By November 1, U.S. export sales commitments of soybeans to China had plummeted 94 percent from a year earlier.
The Outlook report added that, “Rapidly rising costs of soybean meal in China are encouraging feed compounders to substitute as many other proteins as possible. China is facilitating the substitution by recently ending a ban on imports of Indian rapeseed meal. Higher costs for soybean meal could moderate the overall protein level of feed rations, as well.”
In a related article Wednesday, Reuters writers Hallie Gu and Dominique Patton reported that, “China’s top pig farming company Wens Foodstuffs Group Co Ltd will comply with new government-backed guidelines on lower protein in animal feed, a company executive said, adding however that the impact on its operations would be minimal.
“China’s Feed Industry Association last month approved new standards for pig and chicken feeds, with lower protein levels as Beijing seeks to reduce its consumption of soymeal amid an ongoing trade spat with major soybean supplier the United States.”
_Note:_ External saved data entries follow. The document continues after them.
PR #2809, opened 2016-12-05
Allow overriding dataset's project during construction.

### LINKED ISSUE #2118: bigquery dataset should not always take project argument from client
The project in which a dataset resides is not necessarily the project in which jobs involving the dataset will be executed. For example, if querying the bigquery public data hacker news dataset the following will error

```
client = bigquery.Client(project='bigquery-public-data')
dataset = client.dataset('hacker_news')
client.extract_table_storage(..., dataset.table('comments'))
```

Because the user can't create a job in the project 'bigquery-public-data'. Instead the fairly convoluted:

```
client = bigquery.Client(project='my-project')
client.extract_table_storage(..., bigquery.Client(project='bigquery-public-data').dataset('hacker_news').table('comments'))
```

Despite the fact that the client involved will never be used.

The proposed fix is to add a kwarg `project` to the Dataset class which overrides the originating project.

tseaver:
Closes #2118.

### DIFF
--- a/bigquery/google/cloud/bigquery/dataset.py
+++ b/bigquery/google/cloud/bigquery/dataset.py
@@ -115,7 +115,7 @@ class Dataset(object):
         self._properties = {}
         # Let the @property do validation.
         self.access_grants = access_grants
-        self._project = project
+        self._project = project or client.project
 
     @property
     def project(self):
@@ -124,7 +124,7 @@ class Dataset(object):
         :rtype: str
         :returns: the project (derived from the client).
         """
-        return self._project or self._client.project
+        return self._project
 
     @property
     def path(self):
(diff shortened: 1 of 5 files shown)


bigquery/google/cloud/bigquery/dataset.py
```diff
@@ -119,7 +124,7 @@ def project(self):
         :rtype: str
         :returns: the project (derived from the client).
         """
-        return self._client.project
+        return self._project or self._client.project
```
dhermes: Shouldn't this just happen once in the constructor?

tseaver: Maybe so, given that a client instance normally won't change its project (leaving it dynamic allows for that possibility).

tseaver:
@daspecster We don't have any system tests which use datasets other than those they create / tear down.  I guess we could write one which uses one of the "public" datasets.

daspecster:
@tseaver if you think there's value in having that system test. The reason I thought of it was due to your assert on `dataset.path` in the unit tests. Since that references the remote resource it might be good to test that for real as well as the mock.

Issue #2810, opened 2016-12-05
Tagging Strategy with sub-packages


dhermes:
I used the "question" label but this is more like an informative issue. Supersedes #2462.

Tag names will be as follows:

- `{pkg}-0.x.y` for releases to the `google-cloud-{pkg}` PyPI package, e.g. `core-0.21.1`, `datastore-0.22.0`, etc.
- `0.x.y` for releases of the umbrella package (as we had already been doing)

----

- For [hand-rolled stable][2] builds (i.e. `gh-pages`), we'll have a custom script which install from the latest version of each package on PyPI, rather than from the source tree (this may be a chicken-and-egg problem on tag builds that would both push docs **and** push to PyPI)
- We ~~will be disabling~~ have disabled (as of 1:47pm Pacific, Dec. 5, 2016) [RTD stable][1] builds: we can't have local filesystem [deps][3] on `latest` builds and then have PyPI deps on `stable` builds (RTD [subprojects][4] may help)

[1]: http://google-cloud-python.readthedocs.io/en/stable/
[2]: https://googlecloudplatform.github.io/google-cloud-python/stable/
[3]: https://github.com/GoogleCloudPlatform/google-cloud-python/blob/6916814c94f6329ce036c01093e7728961c24789/docs/requirements.txt
[4]: http://read-the-docs.readthedocs.io/en/latest/faq.html#how-do-i-host-multiple-projects-on-one-cname

PR #2812, opened 2016-12-05
Removing links to "stable" build of RTD.

dhermes:
See #2810 for context.


dhermes:
The Travis breakage was just fixed in #2811. Merging.

PR #2815, opened 2016-12-05
Cutting new releases for BigQuery, Language and Core.

dhermes:
H/T to

- @jmdobry for #2798 forcing the NL release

Also this week, Bloomberg writers Megan Durisin and Anatoly Medetsky reported that, “U.S. soybean prices are likely to drop further if the country doesn’t resolve its trade spat with China and if there are large South American supplies, said Dan Basse, president of consultant AgResource Co. Without a trade deal, futures could fall as low as $7.50 a bushel, he said.”
However, Reuters writers Hallie Gu and Dominique Patton reported this week that, “Farmers across South America are expected to produce more soybeans in 2018/19, an industry analyst said on Wednesday, as they take advantage of a trade war that has curbed U.S. exports to the world’s top buyer China.
“Producers in Brazil are investing more resources to increase the planted area in 2018/19 to a record 36.2 million hectares, Andre Debastiani, partner at Brazil Agroconsult told an industry conference in Guangzhou.”
More broadly, Bloomberg writer Isis Almeida reported this week that, “If history is any guide, the trade war with China will have lasting affects for U.S. farmers and their soybean crops that the president won’t be boasting about.
“Donald Trump is set to meet Xi Jinping, his counterpart in China, at the G-20 summit and traders are optimistic for a resolution.
But a flashback to Richard Nixon’s 1973 soybean embargo and Jimmy Carter’s 1980 Soviet grain ban suggest that what’s already happened this year may lead to permanent changes ahead as China seeks alternatives to the U.S. market.
The Bloomberg article added that, “As China looks elsewhere for its beans, many countries could jump on the bandwagon and look to boost planted areas. The obvious candidates would be in South America, but Russian Prime Minister Dmitry Medvedev has already warned his country is planning to increase production in the Far East for delivery to China.”